Each model returns it’s confidence of each prediction it makes so I took the average as follows, vegetation: 43.2%, siding: 37.02%, gutter: 65.07%, roof: 54.89%. Again, this shows the confidence of how sure the model is of it’s prediction so for example on average the gutter model is 65% sure on average that it’s prediction is correct.
Next I assigned a 0 for false or 1 for true for each model’s prediction on whether it’s guess was accurate compared to the image I looked at. This gave me a percent of accurate guesses in the sample data as follows, house present model: 84.62%, vegetation model: 86.42%, siding: 3.7%, gutter: 82.72%, roof: 88.89%. You may have noticed that the siding model only had a 3.7% accuracy rate which is what caused this sample to be evaluated. I believe that the siding model’s real percentage is 96.3% guessed correctly but that the program to run the models returns the wrong prediction from the model. This should be a quick fix then all of the databases need to be updated. Back to the rest of the models, the percentages are pretty high but I do not think that this is due to the accuracy of the models. I think the models are predicting that the attributes are in good condition most of the time and it just so happens that most houses do not have issues. For example the gutter model had 82.72% accuracy from the sample but many of the images gutters were barely visible which leads me to believe that the model is looking at other house characteristics than actually looking for gutters.

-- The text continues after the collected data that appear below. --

PR #331, opened 2020-05-01
Update doc string links for accelerated Kafka datasource

chinmaychandak:
Updating doc string for #330.

### DIFF
--- a/streamz/sources.py
+++ b/streamz/sources.py
@@ -597,22 +597,25 @@ def from_kafka_batched(topic, consumer_params, poll_interval='1s',
         If engine is set to "cudf", streamz reads data (messages must be JSON) from Kafka
         in an accelerated manner directly into cuDF (GPU) dataframes.
 
+        Please refer to RAPIDS cudf API here:
+        https://docs.rapids.ai/api/cudf/stable/
+
         This is done using the custreamz.kafka module in cudf. custreamz.kafka has the exact
-        same API as Confluent Kafka, so it serves as a drop-in replacement in from_kafka_batched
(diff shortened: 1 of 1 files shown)


streamz/sources.py
```diff
@@ -597,27 +597,32 @@ def from_kafka_batched(topic, consumer_params, poll_interval='1s',
...
 
         Folks interested in trying out custreamz would benefit from this accelerated Kafka reader.
         If one does not want to use GPUs, they can use streamz as is, with the default engine=None.
 
-        To use this option, one must install RAPIDS custreamz using:
-        https://anaconda.org/rapidsai-nightly/custreamz
-        This will install all GPU dependencies, including streamz.
+        To use this option, one must install custreamz (use the appropriate CUDA version recipe) using
+        the following command, which will install all GPU dependencies, including streamz:
+        conda env create --name custreamz --file
```
martindurant, line 617: Seems strange to require the user to create a new environment; also, this should only work with the raw version of the file, not the rendered github page

chinmaychandak: > Seems strange to require the user to create a new environment

That's true, but the alternative is to install quite a few packages instead. The .yml script installs everything cleanly. Also, this is temporary (as mentioned at the end of the doc string) until the code gets merged into cudf/custreamz, after which it be a single line nightly package install. 

> this should only work with the raw version of the file, not the rendered github page

Correct, I was assuming people would understand this by themselves, that they would need to download the .yml file and then run the command pointing it to that file.

martindurant: Perhaps better to write this out in full, even if it is only temporary

chinmaychandak: Done

PR #345, opened 2020-07-16
Tags for 0.5.4 release

chinmaychandak:
Just noticed that the tags needed an update with the new release. Do we need to make a change anywhere else in the code or docs?


martindurant:
d'oh :)

PR #347, opened 2020-08-03
fix: is_dataframe_like compatibility with pandas.DataFrame v1.1

### LINKED ISSUE #346: Stop using the presence of `value_counts` to determine that an object is not a pandas.DataFrame
From version 1.1 the `pandas.DataFrame` contains `value_counts` so the https://github.com/python-streamz/streamz/blob/de166a40babc9690be17d1b92dcd64fa5e149362/streamz/dataframe/utils.py#L7 doesn't work.

see an issue in dask - https://github.com/dask/dask/issues/5109

- https://pandas.pydata.org/pandas-docs/stable/reference/api/pandas.DataFrame.value_counts.html

bednar:
Closes #346 

Fixed checking of DataFrame for pandas 1.1+.

### DIFF
--- a/streamz/dataframe/utils.py
+++ b/streamz/dataframe/utils.py
@@ -7,11 +7,11 @@ import sys
 def is_dataframe_like(df):
     """ Looks like a Pandas DataFrame. ** Borrowed from dask.dataframe.utils ** """
     typ = type(df)
-    return (all(hasattr(typ, name)
-                for name in ('groupby', 'head', 'merge', 'mean'))
-            and all(hasattr(df, name) for name in ('dtypes',))
-            and not any(hasattr(typ, name)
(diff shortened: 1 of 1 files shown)


bednar:
The https://github.com/python-streamz/streamz/blob/de166a40babc9690be17d1b92dcd64fa5e149362/streamz/dataframe/tests/test_dataframes.py#L782 should be updated, because currently is not compatible with panda.DataFrame v1.1

martindurant:
> should be updated

Do you intend to do this?

bednar:
Nope, I tried it but it is over my capabilities :(

martindurant:
Fix was merged in #348 , including for series and index. OK to close here?

bednar:
Yes, thanks for Fix.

Next some issues I found with this sample:
- The roofing model predicted bad roof when no roof is visible. This may still be desirable because gutter does the same thing where is predicts bad gutter when none is visible in the image
- A small blur spot in the top of the image caused the image to be marked as no house present
- Rand select chose an image of a house from a street corner (Google) rather than the front of a house (Winvest) which means the house present model should have removed the street corner image
- Very visible house marked no house present
- Cornfield marked as house present
- Duplicated addresses
- Image of the inside of a store marked house present
I wrote comments of every issue in one of the sample data csv columns.
Test Cases
Next I made a list of test cases to test the models and overall program. Our team will not be able to finish creating these tests but it is important for next year so when they improve the models they have a basic testing plan.
Beacon Images
Aaron Case on the local foods team was kind enough to spend some time creating a spider to scrape Beacon for information on houses in Independence. I am not sure if we will be providing next years AI Housing team with this code (depends if he shares or not, if not spiders aren’t horrible just take a lot of time to make).
Aaron’s spider scraped image urls and some other information on the Independence homes but the most helpful part was the image links. This provides us with three sources for some addresses in Independence to evaluate. I made a python script to read in these urls and grab all of the images to use for evaluation. After creating this program sorting the images and implementing them into the Independence database was pretty straightforward.
SHAP
After some tweaking of the model Sadat helped me get the SHAP images to show up and they are quite interesting to see.
The red spots in the bottom graphic show which pixels in the house image are most influential in determining that a house is present. As you can see the trees are highlighted so the model is determining that a house is present because it cannot see the full shape of the tree.
This second image shows what we want the model to see more. It is still looking at the trees but it is also looking at the house to make it’s prediction. This is largely due to the lack of training data we have provided the models to train on because most images we have given the model have trees in the image.
Although it is disappointing to see that the model is looking at the trees more than the houses this is an important step in understanding how the models learn from the images we provide.